*** GIVEN ENTRIES Section Begins ***

PR #8141, opened 2022-02-12
Preserve Session.* configuration in serverSettingsSaveValue

folbricht-stripe:
#### What does it do?

Fixes an issue where running `/var/www/MISP/app/Console/cake live 1` would remove any configuration under `Session` from config.php.

Repro:

1) Set `Session.defaults = 'database'` by running `/var/www/MISP/app/Console/cake Admin setSetting "Session.defaults" "database"`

*** GIVEN ENTRIES Section Ends ***

EXERCISE BRIEF: The lines from the one with "Preserve Session.* configuration" through the final line of the data are to be reproduced exactly, both included, with no other lines.

WRITTEN SOLUTION:
Preserve Session.* configuration in serverSettingsSaveValue

folbricht-stripe:
#### What does it do?

Fixes an issue where running `/var/www/MISP/app/Console/cake live 1` would remove any configuration under `Session` from config.php.

Repro:

1) Set `Session.defaults = 'database'` by running `/var/www/MISP/app/Console/cake Admin setSetting "Session.defaults" "database"`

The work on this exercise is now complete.